Data extracted from a collection
PR #1397, opened 2020-05-13
Implement local-ref tags

JamesSmartCell:
Implement the local-ref tags part of the schema 2020-03.

This PR adds handling of local tags and also does a minor refactor of the parser and TS function handling to improve code and handling.

### DIFF
--- a/app/src/main/java/com/alphawallet/app/entity/tokens/Token.java
+++ b/app/src/main/java/com/alphawallet/app/entity/tokens/Token.java
@@ -76,6 +76,8 @@ public class Token implements Parcelable, Comparable<Token>
     public int nonIconifiedWebviewHeight;
     private int nameWeight;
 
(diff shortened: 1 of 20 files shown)


James-Sangalli:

What needs to be done >>
Print the data word for word.

Problem solution >>
PR #1397, opened 2020-05-13
Implement local-ref tags

JamesSmartCell:
Implement the local-ref tags part of the schema 2020-03.

This PR adds handling of local tags and also does a minor refactor of the parser and TS function handling to improve code and handling.

### DIFF
--- a/app/src/main/java/com/alphawallet/app/entity/tokens/Token.java
+++ b/app/src/main/java/com/alphawallet/app/entity/tokens/Token.java
@@ -76,6 +76,8 @@ public class Token implements Parcelable, Comparable<Token>
     public int nonIconifiedWebviewHeight;
     private int nameWeight;
 
(diff shortened: 1 of 20 files shown)


James-Sangalli:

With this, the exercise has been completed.